# N64 screws



## ShadowSoldier (Mar 5, 2011)

So I've been going through all of my consoles, taking the screws out and giving them a good cleaning. I'm at the N64, and I have no idea what kind of screws are in it. I emailed Nintendo with the following message:



			
				QUOTE said:
			
		

> I've been cleaning all of my old consoles just so the dust doesn't ruin them. And I desperately need to clean my N64 as it's been sitting on a shelf for years with no controllers or wires for it, and the Reset button is permanently stuck down. What sort of tool do I need to take it apart so I can get all the dust out of it and make sure to give it a proper cleaning?
> 
> Thank You,
> Ryan
> ...



So while it's a bullshit response, I'm here with an N64 that can't be taken apart. I asked my dad and he said they look like tamper proof screws. Does anybody know what kind of screws they are and what tool I need to take them out?


----------



## kaputnik (Mar 5, 2011)

Probably there's a technically correct name for it, but the tool you need is commonly called a "4.5 mm gamebit".  Probably it would work with an internal Torx plus key too, if you manage to find one of the right size. They look almost exactly the same.

You can get one of those from play-asia.com, but I'm sure you can find one on some of those free shipping hongkong sites too if you want to save a few bucks on the shipping.


----------



## thaddius (Mar 5, 2011)

If yer real handy and own a drimmel-like device you could take an old philips-head screwdriver and cut out a piece from the middle. The idea is to make a two pronged screwdriver.

Like so:





Source.

I did this a while back so I could open one of my Virtual Boys and Gamecubes; they use the same screws as the N64. It's precision work because you have to carve away at the philips head so that the two prongs you end up with fit into 2 of the grooves on the N64s screw-head.

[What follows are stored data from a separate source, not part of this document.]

PR #3070, opened 2023-06-30
parallelized raster modules: fix buffer sizes

metzm:
With the parallelization of various raster modules, a memory option for a new output buffer was introduced. The calculation of the number of buffered rows did not take into account that a potentially large amount of RAM is already used for input data. This PR adjusts the calculation of the number of rows to be buffered for output maps for the modules `r.neighbors`, `r.patch`, `r.resamp.filter`, and `r.series`, avoiding accidental OOM errors. These modules should now use not (much) more than the user-specified amount of RAM.

### DIFF
--- a/raster/r.patch/main.c
+++ b/raster/r.patch/main.c
@@ -41,7 +41,7 @@ int main(int argc, char *argv[])
     int colr_ok;
     int outfd;
     RASTER_MAP_TYPE out_type, map_type;
-    size_t out_cell_size;
+    size_t out_cell_size, in_buf_size, out_buf_size;
     struct History history;
     void **presult, **patch;
     void *outbuf;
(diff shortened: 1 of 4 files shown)


petrasovaa (approved):

nilason (approved):
Looks good to me!

raster/r.patch/main.c
```diff
@@ -180,7 +180,17 @@ int main(int argc, char *argv[])
     nrows = Rast_window_rows();
     ncols = Rast_window_cols();
 
-    bufrows = atoi(memory->answer) * (((1 << 20) / out_cell_size) / ncols);
+    /* memory reserved for presult and patch */
+    in_buf_size = out_cell_size * ncols * nprocs * 2;
```
wenzeslaus, line 184: "reserved for result? and patch" or just "reserved for patch". I don't get the result part.

metzm: `presult` is the preliminary result (initially the first raster map), see https://github.com/metzm/grass/blob/openmp_buffered_rows/raster/r.patch/main.c#L233
`patch` are the remaining input maps, see https://github.com/metzm/grass/blob/openmp_buffered_rows/raster/r.patch/main.c#L250
`presult` and `patch` are allocated here: https://github.com/metzm/grass/blob/e0b4aa9db08a8a067fd633273ee2098bedf1739a/raster/r.patch/main.c#L170-L177

PR #3075, opened 2023-07-07
docker: CI update and simplification

mmacata:
This PR simplifies the github workflow for docker build, tag and push.
Due to some tag restructuring and new features of [docker/metadata-action](https://github.com/docker/metadata-action) it now only uses one job and, depending on the trigger action, creates different tags. It will create four different types of tags:

- `latest` for main branch and with ubuntu os
- `{{ branch }}-{{ os }}` for all configured branches, e.g. `releasebranch_8_3-alpine`
- `{{ tag }}-{{ os }}` for all published releases. e.g. `8.3.0-alpine`
- `current-{{ os }}` for a still hard-coded branch, here update to releasebranch_8_3, e.g `current-alpine`

This new naming conforms more with the GRASS GIS naming style of versions. While naming of branches and tags and content of `latest` tag is still the same, it adds `current-{{ os }}` and abandons former naming style with `latest-{{ os }}` and `stable-{{ os }}` like `latest-alpine` and `stable-alpine` to avoid confusion.

The plain `latest` tag is still created because it is default for `docker pull osgeo/grass-gis` and would be nice to have, although usage of it is not recommended. No strong opinion if it should point to `main` branch or `releasebranch_8_3`. Open for discussion. See also https://github.com/OSGeo/grass-website/pull/371

As the action was triggered twice for a release, `on: [tags ](tags: ['*.*.*'])` was outcommented.

Whole thing was tested as can be seen in [first commit of this PR](https://github.com/OSGeo/grass/commit/18e7811f3aff7b40133efaff3cba8c8af9cada30) on a branch named `docker-workflow-update` with mmacata remote and dockerhub account. Created and pushed image tags can be seen [here on dockerhub](https://hub.docker.com/r/mmacata/grass-gis/tags).

### DIFF
--- a/.github/workflows/docker.yml
+++ b/.github/workflows/docker.yml
@@ -61,7 +61,7 @@ jobs:
             type=ref,event=tag
             type=ref,event=branch
             type=raw,value=current,enable=${{ github.ref == format('refs/heads/{0}', 'releasebranch_8_3') }}
-            type=raw,value=latest,event=tag,enable=${{ matrix.os == 'ubuntu' }},suffix=
+            type=raw,value=latest,enable=${{ startsWith(github.ref, 'refs/tags/') && matrix.os == 'ubuntu' }},suffix=
           flavor: |
             latest=false
             suffix=-${{ matrix.os }}
--- a/.github/workflows/docker.yml
+++ b/.github/workflows/docker.yml
@@ -17,7 +17,7 @@ on:
       - main
       - releasebranch_*
       - '!releasebranch_7_*'
-      - docker-workflow-update
+      - docker-gh-workflow-update
     # tags: ['*.*.*']
     paths-ignore: [doc/**]
   release:
--- a/.github/workflows/docker.yml
+++ b/.github/workflows/docker.yml
@@ -17,7 +17,6 @@ on:
       - main
       - releasebranch_*
       - '!releasebranch_7_*'
-      - docker-gh-workflow-update
     # tags: ['*.*.*']
     paths-ignore: [doc/**]
   release:
@@ -36,7 +35,7 @@ jobs:
   #     8.3.0-alpine, 8.3.0-debian, 8.3.0-ubuntu
   docker-os-matrix:
     name: build and push ${{ matrix.os }} for ${{ github.ref }}
-    if: github.repository_owner == 'mmacata'
+    if: github.repository_owner == 'OSGeo'
     runs-on: ubuntu-latest
 
     strategy:
@@ -57,7 +56,7 @@ jobs:
         id: meta
         uses: docker/metadata-action@v4
         with:
-          images: mmacata/grass-gis
+          images: osgeo/grass-gis
           tags: |
             type=ref,event=tag
             type=ref,event=branch
--- a/.github/workflows/docker.yml
+++ b/.github/workflows/docker.yml
@@ -17,6 +17,7 @@ on:
       - main
       - releasebranch_*
       - '!releasebranch_7_*'
+      - docker-workflow-update
     # tags: ['*.*.*']
     paths-ignore: [doc/**]
   release:
@@ -35,7 +36,7 @@ jobs:
   #     8.3.0-alpine, 8.3.0-debian, 8.3.0-ubuntu
   docker-os-matrix:
     name: build and push ${{ matrix.os }} for ${{ github.ref }}
-    if: github.repository_owner == 'OSGeo'
+    if: github.repository_owner == 'mmacata'
     runs-on: ubuntu-latest
 
     strategy:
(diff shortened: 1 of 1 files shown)


wenzeslaus:
While the main branch of GRASS GIS is fairly stable, I think it is more expected that it is the latest release rather than the latest state of the code.

mmacata:
Updated workflow to build and push `latest` tag for latest stable release only. Tested again with mmacata remote.

mmacata:
@wenzeslaus I updated the file according to your suggestion. Do you agree now?

neteler (approved):
Thanks, looks good to me (but another reviewer is welcome)

.github/workflows/docker.yml
```diff
@@ -58,125 +52,19 @@ jobs:
...
-      - name: Checkout
-        uses: actions/checkout@v3
-        with:
-          fetch-depth: 0
-      - name: Create image and tag name
+      - name: Docker meta
         id: meta
         uses: docker/metadata-action@v4
         with:
-          # images: ${DOCKERHUB_REPOSITORY}
```
wenzeslaus, line 166: No commented out code. Discuss in a comment if you think some code alternatives need to be preserved right in the code.

.github/workflows/docker.yml
```diff
@@ -5,43 +5,37 @@ name: Docker
...
+# * creates tag latest for last stable release with ubuntu os
 
 on:
   push:
     branches:
       - main
       - releasebranch_*
       - '!releasebranch_7_*'
-    tags: ['*.*.*']
+    # tags: ['*.*.*']
```
wenzeslaus, line 20: I'm not sure about removing tags. The tags are created later on after a commit was made and pushed, so when the branch is updated with a commit, there is no tag. The tag is added only later. Will this be triggered? It is not clear to me if your tests included tags or not.

wenzeslaus (changes requested):
I appreciate that this is much shorter. The need to understand the many options of docker/metadata-action is unfortunate, but seem like a better alternative to the long custom code.

I'm still unclear about how some of the cases will work out here. I left individual comments for that.

.github/workflows/docker.yml
mmacata: The outcommented line of code is removed here, not added. Before, the variable was used elsewhere in the file but couldn't be used here. As not used anymore, I removed the outcommented code and have no further alternatives to this.

.github/workflows/docker.yml
mmacata: My intention was to simplify things and only have docker builds as described above. I also tested that case.
In these changes a tag itself is not triggered, so e.g. `8.3.0RC1-ubuntu` would not be build and tagged anymore, only the published releases like `8.3.0`. This also prevents the build from running twice on a release. Before for each published release the docker images were build two times - once for the tag and once for the release itself. This might not happen now with the simplification into a single workflow, but I have tested only the case without the tags.
So do you think also pre-releases are important to be build and tagged on dockerhub? Then I can readd this line.

wenzeslaus: I missed that release part. Thanks for the explanation.

.github/workflows/docker.yml
wenzeslaus: Thanks. I missed that. Makes sense.

.github/workflows/docker.yml
wenzeslaus: And no, I don't think not having RCs is a problem. However, I think these are still published releases, so they fulfill the condition or are they excluded because they are pre-releases? It seems that pre-releases are to excluded from released but not from published ([doc](https://docs.github.com/en/actions/using-workflows/events-that-trigger-workflows#release)):

> Note: The prereleased type will not trigger for pre-releases published from draft releases, but the published type will trigger. If you want a workflow to run when stable and pre-releases publish, subscribe to published instead of released and prereleased.

.github/workflows/docker.yml
```diff
@@ -58,125 +52,19 @@ jobs:
...
         id: meta
         uses: docker/metadata-action@v4
         with:
-          # images: ${DOCKERHUB_REPOSITORY}
           images: osgeo/grass-gis
           tags: |
             type=ref,event=tag
+            type=ref,event=branch
+            type=raw,value=current,enable=${{ github.ref == format('refs/heads/{0}', 'releasebranch_8_3') }}
+            type=raw,value=latest,enable=${{ startsWith(github.ref, 'refs/tags/') && matrix.os == 'ubuntu' }},suffix=
```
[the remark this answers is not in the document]
mmacata: I would proceed with this as in the past - this one file for all active release branches. So now it contains 8.3 and will be backported. Once 8.4 comes out, this needs to be changed (as before) and backported as well. So for older branches the conditions would then not fit anymore.
If a better solution comes up, it can be approached in a different PR - as this PR is not introducing this poblem but only not solving it.

.github/workflows/docker.yml
mmacata: Ah ok then, so `published` simply sorts out the `draft` state of the releases. Thanks for diving into the docs :)
I don't have a strong opinion on having the RCs be build and pushed or not. As that doesn't happen too often, I am also fine with keeping them. Would you prefer only type `released` or we leave it as is?

.github/workflows/docker.yml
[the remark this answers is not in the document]
wenzeslaus: Right, if we backport to all active branches, then the code is fine, that is with the `refs/tags/8.3` suggestion.

.github/workflows/docker.yml
wenzeslaus: Leave it as is. Having the RCs makes sense, you can easily test the release candidate and testing is certainly what RCs are meant for.

wenzeslaus (approved):
With the clarifications and plan for backporting, this makes a lot of sense and seems to fit with the GitHub and docker/metadata-action doc.

neteler:
Great work, I take liberty to merge it and backport now.

PR #3079, opened 2023-07-12
Python: Remove code for Python 2, remove six from requirements

a-detiste:
Here is the remainder of the Python2 removal.

There remain usage of `sys.version_info.major` to verify;
and most `from __future__ import`s can be removed.


a-detiste:
> icons/icon.py:48:33: R1733: Unnecessary dictionary index lookup, use 'img' instead (unnecessary-dict-index-lookup)

It looks like these two lines of code do absolutely nothing, since forever.
Whats was their meaning ?

petrasovaa:
> unnecessary-dict-index-lookup

I think initially, the code made sense and later it was rewritten, but not carefully enough. Feel free to remove that part.

a-detiste:
I did à "git diff HEAD~10000" and saw it was there since forever. It looks
like it does nothing but I m curious to find What let to this situation.

Anyway I m on Holliday now.

I would do this in a separate PR.

Greetings

Le mer. 12 juil. 2023, 15:36, Anna Petrasova ***@***.***> a
écrit :

a-detiste:
Thank you for finishig up this.
I wouldn't have touch the CI code itself,
I don't have the infrastructure to test it.

----

The next big thing in Python3 CI is mypy & annotations.

MyPy will find some problems without even without any annotations/guiding.

Example: it  complains here about more forgotten Python2 code:
```
mypy man/parser_standard_options.py
man/parser_standard_options.py:13: error: Name "urlopen" already defined (possibly by an import)  [no-redef
```

It will also find a lot of `strings` vs `bytes` mistakes.

Some people find annotations annoying or "anti-Pythonic"
so it's better to discuss it first elsewhere.

Greetings

a-detiste:
One last note: with `from something import *`,
Pyflakes cannot identifiy missing/extraneous symbols very well;
these could be changed to explicit symbol importing. (later...)

wenzeslaus:
> The next big thing in Python3 CI is mypy & annotations.
> ...
> Some people find annotations annoying or "anti-Pythonic"
> so it's better to discuss it first elsewhere.

We can talk about that on grass-dev mailing list or GitHub Discussions. I think doing a PR for a small piece of code might be a good idea. As for myself, I would like to see PEP 484 type hints introduced in the new code such as grass.jupyter and grass.grassdb.

petrasovaa (approved):
I would merge this, it's getting too big. Let's keep additional changes for another PR. Thanks!

a-detiste:
I m done 😁

petrasovaa:
Thanks again for the effort!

One other thing you can do is take an old plastic pen with the ink removed. If you heat up the empty writing end with a lighter and press it down on to the screw head it'll form to the screw. Wait a few seconds for the plastic to harden, and then turn it like you would a regular screwdriver. (benheck forums get the credit for this)


----------



## ShadowSoldier (Mar 5, 2011)

I'm thinking about just drilling into it.


----------



## thaddius (Mar 5, 2011)

Can't say I'd endorse that method.


----------



## dilav (Mar 5, 2011)

The pen melting trick work quite good. I remember reading a bic pen works great. I opened Gamecube and 64 with this method a few times.


----------



## sputnix (Mar 5, 2011)

http://www.youtube.com/watch?v=2VuYjqfuyw4
this video is part of a longer vid about making a portable n64 this video shows how to unscrew the console, all you need is a bic pen, nothing else


----------



## ShadowSoldier (Mar 6, 2011)

Pen trick didn't work at all.

I got them taken out. Though it wasn't the best method, it was the cheapest. We had a ratchet bit that fit the screws, but some of them we couldn't reach. So we just took a drill bit, made the holes wider. We took out a piece by the AV though, but it worked. Thanks for the help fellers.


----------